A posteriori error estimator for hierarchical models for elastic bodies with thin domain

Abstract

A concept of hierarchical modeling, the newest modeling technology, has been introduced in early 1990's. This new technology has a great potential to advance the capabilities of current computational mechanics. A first step to implement this concept is to construct hierarchical models, a family of mathematical models sequentially connected by a key parameter of the problem under consideration and have different levels in modeling accuracy, and to investigate characteristics in their numerical simulation aspects. Among representative model problems to explore this concept are elastic structures such as beam-, arch-, plate- and shell-like structures because the mechanical behavior through the thickness can be approximated with sequential accuracy by varying the order of thickness polynomials in the displacement or stress fields.
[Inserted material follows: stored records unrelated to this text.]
PR #428, opened 2024-11-05
Delete old files and remove medians for affordable and available hous…

awunderground:
…ing for the 30th percent AMI and 50th percent AMI


cdsolari:
FYI, we originally had concerns that our population-weighted medians for all 3 of the AMI levels for affordable & available housing might not have been evaluated for our standards, which is that we needed to be sure that the share of those population-weighted values that were data quality=3 OR NA/missing is <15%. If they were 15%+, then we should hide them from the national medians file. However, after looking, it appears as though they made it, despite having a high rate of missing counties (likely they are all low-population counties). So, we decided NOT to go through with removing any of these from the national medians file.

PR #431, opened 2024-11-25
Update guidance on CT counties and planning regions

malcalakovalski:
Instead of dropping the old CT counties, we decided to keep them and switch to planning regions for data after 2022. This PR updates the documentation accordingly.


malcalakovalski:
@jwalsh28 I replaced the population file with `git checkout version2025 -- geographic-crosswalks/data/county-populations.csv`. Should I do the same for `create-county-populations.qmd`?

PR #433, opened 2024-12-05
Initial political participation metric (voter turnout) updates for 2016 with questions (added as comments in the markdown file)

ridhi96:
In the 2020 update, NJ and KY were flagged as having data quality issues. I am unsure how to interpret the VEST data and figure out which states for 2016 don't have reliable data. I have more concerns around the total votes from the presidential election calculated with the VEST data vs the total votes reported on Wikipedia. 
#408


05_local-governance/voter-turnout/voter-turnout-city-2016.Rmd
```diff
@@ -0,0 +1,1020 @@
...
+```
+
+### Quality Checks
+
+#### Compare with MIT
+
+Compare the VEST precinct-level election returns used in our interpolation to the MIT Election Lab precinct-level returns
+
+```{r}
+# QUESTION (Ridhi): Should I remove this section?
```
jwalsh28, line 577: Yes I think this is fine to delete

05_local-governance/voter-turnout/voter-turnout-city-2016.Rmd
```diff
@@ -0,0 +1,1020 @@
...
+
+if (!dir.exists(mit_directory)) {
+  
+  dir.create(mit_directory)
+  
+}
+
+if (!file.exists(mit_data)) {
+  
+  download.file(
```
jwalsh28, line 618: I'm having trouble with the way R is downloading this file. The CSV that results from this download leads to a fatal error tha makes R abort when I use `read_csv`. Not sure if this is just an issue with my version of R

05_local-governance/voter-turnout/voter-turnout-city-2016.Rmd
```diff
@@ -0,0 +1,1020 @@
...
+      cv >= 0.05 ~ 2,
+      TRUE ~ 1
+    )
+  )
+
+```
+
+## 2. The process used to create VEST data
+
+QUESTION (Ridhi): There were a lot of precincts/counties where votes were apportioned using weights, boundary conflicts etc. I am not sure how to take this into account for quality here. Below text is for the 2020 metric:
```
jwalsh28, line 911: I looked around at the information VEST provides online and found nothing about significant interpolation happening in 2016 the way they did for the 2020 data due to COVID. Maybe double-check VEST resources to see if you can find anything but I think allocation_quality in 2016 data would all be 1.

05_local-governance/voter-turnout/voter-turnout-city-2016.Rmd
```diff
@@ -0,0 +1,1020 @@
...
+```{r download-precinct-data, message = FALSE, results = "hide"}
+read_precinct <- function(file) {
+  
+  tempfile <- tempfile()
+  unzip(file, exdir = tempfile)
+  
+  st_read(tempfile) %>%
+    dplyr::mutate(total_votes = across(starts_with("G16PRE")) %>% rowSums) %>%
+    # updated code: added "NAME", "COUNTYFP", "STATEFP" to reflect columns in 2016 data
+    # QUESTION (Ridhi): DO I NEED AN IDENTIFYING COLUMN FOR EACH STATE FILE?
```
jwalsh28, line 182: I don't think you do, it looks like the identifying columns are appended later in the code using spaital joins.

05_local-governance/voter-turnout/voter-turnout-city-2016.Rmd
```diff
@@ -0,0 +1,1020 @@
...
+# QUESTION (Ridhi): I am not sure what to do about the comments below
+# # Calculate percentage difference between county-level MIT votes and VEST votes aggregated from precincts
+# # XX I'm not sure how useful this is because the results were not identical at the precinct level to begin with
+test_result <- test_result %>%
+   mutate(pct_diff = (abs(total_votes - mit_votes) / ((total_votes + mit_votes)/2)) * 100)
+# 
+# # Kalawao County, HI is missing
+# quantile(test_result$pct_diff, na.rm = TRUE)
+# 
+# # XX Maybe identify counties in the top quartile of percentage difference and flag each place in those counties for quality? Will be annoying because places cross county lines
```
jwalsh28, line 698: This would be one major area for improvement if you have time. I believe the idea here is to compare MIT count-level votes with VEST aggregates and take the top quartile (though play around with what makes sense) of difference in terms of counts. Then identifying which places are in those counties and give them a 3 for quality. This would be an addition to our quality method. Again, I don't think this is crucial but if you have the time  it could be a nice change.

05_local-governance/voter-turnout/voter-turnout-city-2016.Rmd
```diff
@@ -0,0 +1,1020 @@
...
+# Calculate the areas of the shapefiles for all precincts
+precinct_sf_area <- precincts %>%
+  mutate(precinct_original_area = st_area(.)) %>%
+  select(GEOID16, precinct_original_area) %>%
+  st_drop_geometry()
+
+# Total precinct area is 2,924,296,049,648 m^2
+total_precinct_area <- precinct_sf_area %>%
+  summarize(total_precinct = sum(precinct_original_area)) %>%
+  # QUESTION (Ridhi): What is the purpose of `total_precinct_meters` when area is already in meters squared unit?
```
jwalsh28, line 487: It looks like this step converts the area calculation into square feet (international foot definition (i.e., 1 foot = 0.3048 meter exactly)). I'm not sure what the purpose is but maybe update that variable name to reflect feet instead of meters.

jwalsh28 (approved):
@ridhi96 Overall I think this update is mostly there. A few major items:

1. I put a recommendation for the quality issue (allocation). For 2016 I don't believe there were any major allocation issues like there were in 2020 due to COVID. Double-check this. My suggestion is to set all allocation quality to 1.
2. MIT vs VEST comparison - there is a comment from the 2020 code that suggests flagging counties in the top quartile of difference from the MIT counts. If time permits I think this would be a good addition to our quality method but you would have to make the update to both years.
3. Make sure when you read this file out you update the years to 2016 and please run the evalution function.

05_local-governance/voter-turnout/voter-turnout-city-2016.Rmd
```diff
@@ -0,0 +1,1020 @@
...
+
+rm(urls, vest_directory, vest_data)
+
+```
+
+Read in the precinct shapefiles and voting results data for each state. Each data set has several variables that begin with `G16PRE` that indicate the number of votes each presidential candidate received in that precinct. We sum these variables to create a new variable called `total_votes`, and only keep this variable and the geometry. We append all states together and create a `GEOID` variable based on row number which we will need for interpolation later.
+
+```{r}
+
+### TO DELETE
```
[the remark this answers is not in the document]
ridhi96: Done

05_local-governance/voter-turnout/voter-turnout-city-2016.Rmd
```diff
@@ -0,0 +1,1020 @@
...
+# create unique GEOID for interpolation
+precincts <- precincts %>%
+  dplyr::mutate(GEOID16 = row_number())
+
+```
+
+The total number of votes reported in this data is 136,519,876. This is 149,361 votes less than [the national vote total in 2016 of 136,669,237](https://en.wikipedia.org/wiki/2016_United_States_presidential_election#Results_by_state). 
+```{r compare-votes, message = FALSE}
+# total number of votes is 136,519,876  
+# QUESTION (Ridhi): The difference in votes is concerning
```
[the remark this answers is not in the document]
ridhi96: Added this info.

05_local-governance/voter-turnout/voter-turnout-city-2016.Rmd
ridhi96: I have removed the entire section testing for MIT.

05_local-governance/voter-turnout/voter-turnout-city-2016.Rmd
ridhi96: Please recheck this! I made some update to this section and the download works for me.

05_local-governance/voter-turnout/voter-turnout-city-2016.Rmd
ridhi96: I didn't find anything like the interpolation in 2020 although some states like Texas had a lot interpolation based on other factors like change in precinct or other boundaries, reporting of votes for combined geographies etc. I have assigned a quality of 1 to all states for now. More information on data collection is [here](https://dataverse.harvard.edu/file.xhtml?fileId=10596694&version=94.0).

05_local-governance/voter-turnout/voter-turnout-city-2016.Rmd
ridhi96: Yeah I double-checked that according to the calculation it is converting meters squared into feet squared. I am a little confused as to why this was done because there is a calculation for the area of the US that precincts cover. In the 2020 code, the feet squared number is taken into account for this calculation. When I do a similar calculation I get 2924296049648 / 9328197826286 = 0.313 which is 31.3% and is close to the estimate of 31.46% from the 2020 file. But I think this is wrong as we are dividing what appears to be two different units i.e. feet and meters. But if I take the original area in meters from my data, 9594127956221 / 9328197826286 = 1.02 which is 102%. This also doesn't make sense. I am not sure what to do with this.

ridhi96:
Hi @jwalsh28, I updated the metric based on your review comments. Please take a look at my responses to your comments when you review again. Thank you!

05_local-governance/voter-turnout/voter-turnout-city-2016.Rmd
jwalsh28: Still getting a fatal error from this that shuts down my R. If it works for you though I think this is probably fine and just a wierd issue with my R version.

jwalsh28 (approved):
Changes look good!

05_local-governance/voter-turnout/voter-turnout-city-2016.Rmd
jwalsh28: Given this is just a test I am not too worried about it. As a note for future reviewers, it is unclear what this test is showing.

jwalsh28 (changes requested):
@ridhi96 Sorry I approved prematurely. To finalize this update can you render `voter-turnout-city-2016.Rmd` so that we have an HTML version and make sure to read out the updated final data.

jwalsh28:
We confirmed with another reviewer that the issue I was having with my R session aborting is likely specific to my software - this is good to go!

jwalsh28 (approved):
Confirmed with another reviewer that the program runs without causing R to abort - good to go!

PR #436, opened 2024-12-13
Iss412

ekgutierrez1:
Backfill SY 2014-2015 through 2018-2019 for cities and counties (total homeless, not subgroup, which starts in 2019-2020)


ekgutierrez1:
One big flag: CT counties are not in crosswalk and therefore not in this data. This will need to be rerun when the crosswalk is fixed.

rpitingolo:
@ekgutierrez1 thanks for the flag. Is this the same crosswalk issue that @wcurrangroome has already figured out? Or is this something else?

ekgutierrez1:
@rpitingolo i use county-populations - so I don't think so!

rpitingolo:
@ekgutierrez1 I finished reviewing and will add line-by-line comments soon. Overall clean intuitive code that runs smoothly. I feel like the comments could use some beefing up. As Stata is not my go-to programming language it took me a while to figure out what was going on in certain places, especially where there are loops operating over multiple variables. I also feel like the quality checks should have more rigid pass/fail criteria. It's difficult for me as someone without topical knowledge to really know whether distributions looks "right" or not. 

More soon. Thanks!

02_housing/Homelessness_metrics_city.do
```diff
@@ -1,15 +1,32 @@
...
+**Housekeeping: install educationdata command **
+cap n ssc install libjson
+net install educationdata, replace from("https://urbaninstitute.github.io/education-data-package-stata/")
+
+*Set up globals and directories
 clear all
 
-global gitfolder "C:\Users\ekgut\OneDrive\Desktop\urban\Github2\mobility-from-poverty"
-global years 2019 2020 2021 // refers to 2019-20 school year through most recent data
+global gitfolder "C:\Users\ekgut\OneDrive\Desktop\urban\Github\mobility-from-poverty"
```
rpitingolo, line 28: Not sure if this is possible in Stata but it would be nice if we didn't have to update the file paths every time someone new runs the code. In R this could be done using .Rproj and relative filepaths for example.

02_housing/Homelessness_metrics_city.do
```diff
@@ -1,15 +1,32 @@
...
+global years 2014 2015 2016 2017 2018
```
rpitingolo, line 29: For someone who isn't familiar with school data it would be helpful to comment or document somewhere whether the year refers to the starting or ending year of the school year (I think it's ending but not 100% certain). I have seen issues with split year data like this before where two programmers weren't on the same page.

02_housing/Homelessness_metrics_city.do
```diff
@@ -80,93 +103,69 @@ foreach year in $years {
...
-According to EdFacts documentation, the variable is used to determine suppression information through 2018-19, 
-and is therefore used in our own suppression determinations for data up through 2018-19. Starting in 2019-20, 
-subgrant_status is no longer used to determine suppression information, and is therefore not necessary for this or future updates.
-*/
-
-*Destring/Create variables needed for data quality check variables 
-foreach var in homeless black hispanic white twomore nh_pi asian amin_an { 
+*create/interpret suppression variables
+	*suppressed observations have between 1 or 2 students, replacing here with 1 so that when aggregated to the city level, we have the best estimate
+foreach var in homeless {
```
rpitingolo, line 168: A suggestion is that for complex loops or code like this it is helpful to have a more detailed comment about what is happening. As I'm less familiar with both Stata and the topical data it took me a while to figure out what is happening here and why.

02_housing/Homelessness_metrics_city.do
```diff
@@ -247,187 +224,119 @@ collapse (sum) *homeless* *black* *hispanic* *other* *white* enrollment , by(yea
...
+		drop _merge
 		
-*check quality
-sum coverage*, d, if homeless_quality==1
-sum coverage*, d, if homeless_quality==2
-sum coverage*, d, if homeless_quality==3
-
-drop enrollment coverage* enroll_* *_districts_suppress min_* count_supp_* *_missing total_race 
+****************
+*Quality Checks
```
rpitingolo, line 272: Is it possible to build quality checks as pass/fail? I'm not sure if this functionality is built in to Stata or if there is a way to create a pass/fail test. I don't see any glaring issues with the check but am also not entirely sure what would be a red flag here.

02_housing/Homelessness_metrics_city.do
```diff
@@ -247,187 +224,119 @@ collapse (sum) *homeless* *black* *hispanic* *other* *white* enrollment , by(yea
...
+	tab check1, m
+	tab check2, m 
+	drop check*
+
+*are all quality flags missing if metric is missing
+tab homeless_quality if homeless_share==.
+tab homeless_quality if homeless_count==.
+
+**************
+*Visual Checks
```
rpitingolo, line 307: Similar comment for visual checks. Useful if you know the topic but otherwise need to be explained what should be checked for in the visual.

rpitingolo (commented):
@ekgutierrez1 left you some comments on the city script. Comments could also apply to the county script. Thanks!

02_housing/Homelessness_metrics_city.do
ekgutierrez1: Apologies, this is the best STATA can do with a global - the nice thing being you only have to change it once at the top.

02_housing/Homelessness_metrics_city.do
ekgutierrez1: Good question - it depends on the source. Data from the education data portal refers to the fall year, while most other sources refer to the spring year. I've added "// these refer to the fall of the school i.e. 2014 = 2014-15" to clarify.

02_housing/Homelessness_metrics_city.do
ekgutierrez1: Apologies, I added some additional descriptions/comments. This loop really is meant for the more recent years of data, where we have data by race/ethnicity in addition to totals.

02_housing/Homelessness_metrics_city.do
ekgutierrez1: Right, its a little subjective depending on the year what might be considered an outlier in the summary statistics. I added a couple "assert" commands where applicable.

02_housing/Homelessness_metrics_city.do
ekgutierrez1: Added (all of these changes apply to both the city and county files)

ekgutierrez1:
The county file for 2014-2018 has been updated with the new crosswalk to include CT for prior years

02_housing/Homelessness_metrics_city.do
rpitingolo: Thanks for adding the clarifying comment.

02_housing/Homelessness_metrics_city.do
rpitingolo: Thanks. It looks like you removed most of the variables from the loop so now it's just looping over a single variable? Is there an intention of adding more later? The code works fine it's just something I notice where there is a loop with only one variable.

02_housing/Homelessness_metrics_city.do
rpitingolo: OK that's helpful. I will have to trust the person(s) looking at the output are knowledgeable enough about the topic to know whether the summary stats and outliers are reasonable or out of bounds. 

Marking this as resolved.

02_housing/Homelessness_metrics_city.do
ekgutierrez1: Right, for these years, race/ethnicity aren't available. The earlier years of the data were somehow since last year, so I took the most recent code (that pulls the race/ethnicity variables) and just removed the subgroup variables so it loops over the 1 variable instead. It felt more efficient at the time than rewriting it all, especially since this specific dofile that pulls older years won't be used again going forward.

rpitingolo: Got it.  Thanks.

rpitingolo (approved):
@ekgutierrez1 thanks!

But, in the numerical, analysis of hierarchical models, two kinds of errors prevail, the modeling error and the numerical approximation error. To ensure numerical simulation quality, an accurate estimation of these two errors is definitely essential. Here, a local a posteriori error estimator for elastic structures with thin domain such as plate- and shell-like structures is derived using the element residuals and the flux balancing technique. This method guarantees upper bounds for the global error, and also provides accurate local error indicators for two types of errors, in the energy norm. Compared to the classical error estimators using the flux averaging technique, this shows considerably reliable and accurate effectivity indices. To illustrate the theoretical results and to verify the validity of the proposed error estimator, representative numerical examples are provided.